(Records from a data source)
Issue #1046, opened 2026-07-09
Add benchmarks for generic substitute helpers on Instance/ParametricInstance


termoshtt:
## Summary

Split out from #1031. Follows the same "benchmark evidence before
implementation issue" sequencing as #1044 and #1045.

`ommx::substitute`, `substitute_one`, and `substitute_acyclic` (in
`rust/ommx/src/substitute.rs`) clone the entire `T` before calling the
consuming `Substitute` API and committing the clone back on success. This is
fine for small expressions, but potentially expensive for `T = Instance` or
`T = ParametricInstance`. Python `Instance.substitute(...)` and
`ParametricInstance.substitute(...)` use these helpers, so large instances
can hit the same broad-clone pattern already benchmarked for
`reduce_binary_power` (#1044) and `log_encode` (#1045).

## Suggested first slice

Add criterion benchmarks under `rust/ommx/benches/` for the in-place
`substitute`/`substitute_one`/`substitute_acyclic` free functions applied to
`Instance` (and `ParametricInstance` if convenient), using the same shape as
`rust/ommx/benches/reduce_binary_power.rs` and
`rust/ommx/benches/log_encode.rs`: hold the real substitution work constant
(substitute one or a few variables) while growing unrelated removed/active
constraint count, to see whether cost scales linearly with unrelated state.

## Suggested direction (pending benchmark confirmation)

If the benchmarks show the same clone-dominated linear scaling, add
owner-specific private plan/commit substitution paths for `Instance` and
`ParametricInstance`, while keeping the generic helper as a conservative
fallback for arbitrary `T`. This is Instance-internal; no public Plan/Commit
API should be exposed. File that as a separate implementation issue once the
benchmark evidence is in.

## Non-goals

- Do not change #1027's `Instance::partial_evaluate` workstream.
- Do not expose a public Plan/Commit API.
- Do not claim performance improvements without benchmark results.
- Do not change public APIs until this issue's benchmark evidence justifies
  a follow-up implementation issue.

## Acceptance criteria

- Benchmark coverage exists for the clone-backed `substitute`/
  `substitute_one`/`substitute_acyclic` shape on `Instance` (and ideally
  `ParametricInstance`).
- A follow-up implementation issue is filed only if the benchmarks show
  clone-dominated scaling.

termoshtt:
Status after merged PR #1047: this issue remains open and its benchmark-first
scope is still valid.

[...]

Issue #1045, opened 2026-07-09
Give Instance::log_encode an owner-specific private plan/commit path


termoshtt:
## Summary

Split out from #1031 after benchmark evidence. Related to #1044
(`Instance::reduce_binary_power`), which has the same clone-then-commit shape
and is expected to land the shared private mechanism first.

`Instance::log_encode` clones the whole `Instance` once, encodes the
requested integer variable(s) on the clone (new binary variables + a
consuming `substitute`), then commits the clone back on success. The clone
pays for removed constraints, special constraints, named functions,
metadata, and other state unrelated to the encoded variable(s). This path is
user-facing and is also used by adapter preparation flows.

## Benchmark evidence

Added in #1031 as `rust/ommx/benches/log_encode.rs`. Both benchmarks hold the
real encoding work constant (one integer variable log-encoded into ~10 bits)
and grow only unrelated instance state:

- `log-encode-removed-constraints` (unrelated removed regular constraints):
  ~88µs at 1,000 constraints -> ~3.0ms at 32,000.
- `log-encode-active-constraints` (unrelated active regular constraints not
  referencing the encoded variable): ~125µs at 1,000 -> ~3.7ms at 32,000.

Cost scales linearly with unrelated instance size for a fixed amount of real
encoding work, consistent with the whole-instance clone dominating cost.

## Suggested direction

Give `log_encode` an instance-owned rewrite path that adds the auxiliary
binary variables and substitutes the selected variable(s) without cloning
the whole `Instance` up front. A bulk-oriented plan (encode all requested
variables in one pass) may be preferable to repeating a clone-prone
single-variable path. This is Instance-internal; no public Plan/Commit API
should be exposed.

## Non-goals

- Do not change #1027's `Instance::partial_evaluate` workstream.
- Do not expose a public Plan/Commit API.
- Do not claim performance improvements without new benchmark results
  comparing before/after.

## Acceptance criteria

- `log_encode`'s cost for a fixed amount of encoding work is no longer
  linear in unrelated removed/active constraint count, verified against the
  existing `rust/ommx/benches/log_encode.rs` benchmarks.
- Existing `log_encode` correctness tests in
  `rust/ommx/src/instance/log_encode.rs` (including evaluation-preserving
  and fixed-variable-rejection cases) continue to pass unchanged.

termoshtt:
## Flamegraph analysis (CodSpeed instrumented run)

[...]

Issue #1044, opened 2026-07-09
Give Instance::reduce_binary_power an owner-specific private plan/commit path


termoshtt:
## Summary

Split out from #1031 after benchmark evidence.

`Instance::reduce_binary_power` clones the whole `Instance`, rewrites the
objective and active regular constraints on the clone, then commits the clone
back on success. The clone pays for removed constraints, special constraints,
named functions, metadata, and other state the operation never touches.

## Benchmark evidence

Added in #1031 as `rust/ommx/benches/reduce_binary_power.rs`. Both benchmarks
hold the real rewrite work constant (a single `x0^2` binary-power term in the
objective) and grow only unrelated instance state:

- `reduce-binary-power-removed-constraints` (unrelated removed regular
  constraints): ~87µs at 1,000 constraints -> ~2.8ms at 32,000.
- `reduce-binary-power-active-constraints` (unrelated active regular
  constraints not referencing the rewritten variable): ~78µs at 1,000 ->
  ~2.7ms at 32,000.

Cost scales linearly with unrelated instance size for a fixed amount of real
rewrite work, consistent with the whole-instance clone dominating cost.

## Suggested direction

Replace the whole-instance clone with a private plan containing only the
rewritten objective and active-constraint replacements, committed back after
all coefficient-failure paths have already been checked (matching current
rollback-safety behavior). This is Instance-internal; no public Plan/Commit
API should be exposed.

## Non-goals

- Do not change #1027's `Instance::partial_evaluate` workstream.
- Do not expose a public Plan/Commit API.
- Do not claim performance improvements without new benchmark results
  comparing before/after.

## Acceptance criteria

- `reduce_binary_power`'s cost for a fixed rewrite is no longer linear in
  unrelated removed/active constraint count, verified against the existing
  `rust/ommx/benches/reduce_binary_power.rs` benchmarks.
- Rollback-on-error behavior is preserved (see
  `reduce_binary_power_preserves_instance_on_coefficient_error` in
  `rust/ommx/src/instance/reduce_binary_power.rs`).

termoshtt:
## Flamegraph analysis (CodSpeed instrumented run)

Queried the CodSpeed flamegraph for `reduce-binary-power-removed-constraints[32000]` (31.1ms total) to check where the linear-scaling cost from #1031's benchmark actually goes.

[...]

Issue #1031, opened 2026-07-09
Track clone-backed rollback overhead outside partial_evaluate


termoshtt:
## Summary

Split out from #1027 to track clone-backed rollback overhead outside
`Instance::partial_evaluate`.

The benchmark-first investigation and the measured owner-specific fixes are now
complete. Remaining work has been separated into focused issues rather than
keeping this discovery workstream open.

## Final status

| Area | Status | Tracking |
| --- | --- | --- |
| `Instance::reduce_binary_power` clone/drop overhead | Completed in #1047 | #1044 |
| `Instance::log_encode` clone/drop overhead | Completed in #1047 | #1045 |
| Generic clone-backed `substitute` helpers on large owners | Benchmark first; remains open | #1046 |
| `NamedFunctionTable::partial_evaluate` | No demonstrated workload or dedicated benchmark; revisit only with evidence | — |

PR #1047 merged as `0b66b964789b13802334a124da21e06f0faca43d`.
It replaced detached whole-owner rollback clones with private owner-level
planning and narrow commits. The final `log_encode` path also updates
`AcyclicAssignments` atomically without cloning or rewriting unrelated
dependency right-hand sides.

## Final benchmark evidence

Final-head CodSpeed workflow:
https://github.com/Jij-Inc/ommx/actions/runs/29072627767

Same-run cross-size exponents from 1,000 to 32,000 rows:

| Family | Exponent |
| --- | ---: |
| `reduce_binary_power`, removed constraints | `p = 0.001` |
| `reduce_binary_power`, active constraints | `p = 0.990` |
| `log_encode`, removed constraints | `p = 0.003` |
| `log_encode`, active constraints | `p = 0.956` |

The removed-row families are guardrails against accidental whole-owner work
and are effectively constant. The active-row families remain linear because
inspecting active rows is required; those exponents are complexity guardrails,
not evidence of constant-factor speedup.

The early and final PR runs are not valid direct before/after timing pairs:
their fixtures differ and the CodSpeed runner hardware changed. Earlier
speedup tables in child-issue comments are therefore superseded by the final
same-run cost-model evidence above.

## Remaining and related work

- #1046 remains open for benchmark coverage of the generic free
  `substitute`/`substitute_one`/`substitute_acyclic` helpers on `Instance` and
  `ParametricInstance`. PR #1047 intentionally did not change their
  clone-backed atomic contract.
- #1051 tracks a separate correctness gap: `reduce_binary_power` does not yet
[...]

PR #1047, opened 2026-07-09
Add benchmarks and fix clone overhead for reduce_binary_power and log_encode

termoshtt:
## Summary

- Adds persistent Criterion/CodSpeed guardrails for `Instance::reduce_binary_power` and `Instance::log_encode` with deterministic input shapes and explicit benchmark contracts.
- Replaces `reduce_binary_power`'s whole-`Instance` rollback clone with an owner-level plan containing only the rewritten objective and changed active regular-constraint rows. All coefficient failures occur before commit.
- Replaces `log_encode`'s whole-owner clone with a bulk plan for auxiliary variables and affected expressions. The plan and commit phases are private and can only be applied to the same `Instance` receiver.
- Updates `AcyclicAssignments` atomically without cloning unrelated dependency right-hand sides. The consuming `Instance: Substitute` path moves the dependency table by value, while borrowed log encoding clones only affected assignments and rebuilds the dependency graph from borrowed unchanged rows.
- Keeps named-function labels and constraint sidecars owned by their tables through narrow validated row-replacement effects.

## Benchmark contracts

- Removed-constraint families are scaling guardrails for accidental whole-owner work. With removed rows outside the operation boundary, the expected same-run exponent is `p ~= 0`.
- Active-constraint families are complexity guardrails for the required row scan. Their expected exponent is `p ~= 1`; this is not used as evidence for constant-factor clone removal.
- The 32,000 unrelated named-functions case and 8,000 unrelated dependency-assignments case are fixed-input regression baselines. Profiles are diagnostic only after a same-input regression is detected.
- These persistent guardrails run on `main` and release tags; full performance-PR runs remain manual.

## CodSpeed evidence

Final-head CodSpeed simulation: https://github.com/Jij-Inc/ommx/actions/runs/29072627767

| Family | Same-run evidence |
| --- | ---: |
| `reduce_binary_power`, removed constraints | `p = 0.001` |
| `reduce_binary_power`, active constraints | `p = 0.990` |
| `log_encode`, removed constraints | `p = 0.003` |
| `log_encode`, active constraints | `p = 0.956` |
| `log_encode`, 32,000 unrelated named functions | `T = 13.39 ms` |
| `log_encode`, 8,000 unrelated dependencies | `T = 17.05 ms` |

The original benchmark commit and final head are not valid before/after timing pairs: the original fixtures also grew the decision-variable count, the final fixtures keep it fixed, and the CodSpeed runner hardware changed. This PR therefore makes no direct speedup claim from those runs. The same-run exponents above validate the final cost models, and the fixed-input URIs establish comparable baselines for future commits.

## Scope

- Implements the owner-specific clone-removal work tracked in #1044 and #1045 while keeping #1031 as the parent workstream.
- Leaves generic free-function substitution benchmarking to #1046.
- Leaves full `reduce_binary_power` coverage for active indicator bodies, named functions, and dependency right-hand sides to #1051.
- Does not expose a public Plan/Commit API and does not change #1027's `partial_evaluate` workstream.


termoshtt:
## Update: this PR now also fixes the clone overhead, not just benchmarks it

Following up on the flamegraph analysis posted to #1044 and #1045 (which showed ~92-97% of the benchmarked cost at 32,000 unrelated constraints was the whole-instance `clone` + the `drop` of the old instance at commit time, not the actual rewrite), this PR now includes the fix for both methods, commit a3756e0c.

### What changed

- **`Instance::reduce_binary_power`**: instead of cloning the whole `Instance` and swapping it in via `*self = updated`, it now computes the rewritten objective and active-constraint replacements on copies of only the touched fields, and writes them directly into `self` after all fallible steps succeed. Removed constraints, special constraints, named functions, and metadata are never cloned or dropped.
- **`Instance::log_encode`**: validates every requested id against `self` up front — including the indicator/one-hot/SOS1 checks `Substitute::substitute_acyclic` would otherwise perform mid-substitution — before mutating anything. Once validation succeeds, the commit phase (creating auxiliary binary variables + substituting them) is infallible, so it can mutate `self` directly via a new private `Instance::substitute_acyclic_mut` in-place helper instead of cloning.
- Existing rollback-safety tests (including `test_log_encode_is_atomic_when_later_id_fails`, `test_log_encode_is_atomic_when_substitution_fails`, `test_log_encode_rejects_indicator_variable_without_side_effects`, and `reduce_binary_power_preserves_instance_on_coefficient_error`) all pass unchanged, confirming atomicity is preserved.
- No public API changed; `Instance::substitute_acyclic_mut` is a private, crate-internal helper (`pub(crate)`).

### Before / after (local criterion wall-clock, 32,000 unrelated removed constraints)

| Benchmark | Before | After | Speedup |
| --- | --- | --- | --- |
| `reduce-binary-power-removed-constraints[32000]` | 2.8 ms | 49 µs | ~57x |
| `reduce-binary-power-active-constraints[32000]` | 2.7 ms | 1.04 ms | ~2.6x (bounded by having to inspect every active constraint, which is inherent work) |
| `log-encode-removed-constraints[32000]` | 3.0 ms | 8.8 µs | ~340x |
| `log-encode-active-constraints[32000]` | 3.7 ms | 2.07 ms | ~1.8x (bounded by `substitute`'s need to check every active constraint for whether it's affected) |

The "active-constraints" cases improve less because inspecting every active constraint for a possible match is inherent, necessary work for both methods — only the previously-dominant clone/drop of *unrelated* state (removed constraints, special constraints, named functions, metadata) is eliminated.

Also re-triggered the CodSpeed benchmark workflow on this commit for an instrumented before/after comparison: https://github.com/Jij-Inc/ommx/actions/runs/29024027960

This closes out #1044 and #1045 pending review; will comment on both issues with a summary once CI confirms.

## DIRECTIONS FOR THIS TASK
Start with the line above that contains "#1047 | #1045 |" and stop after the line that contains "It replaced detached". Output those lines exactly, and only those.

## TASK RESPONSE
| `Instance::log_encode` clone/drop overhead | Completed in #1047 | #1045 |
| Generic clone-backed `substitute` helpers on large owners | Benchmark first; remains open | #1046 |
| `NamedFunctionTable::partial_evaluate` | No demonstrated workload or dedicated benchmark; revisit only with evidence | — |

PR #1047 merged as `0b66b964789b13802334a124da21e06f0faca43d`.
It replaced detached whole-owner rollback clones with private owner-level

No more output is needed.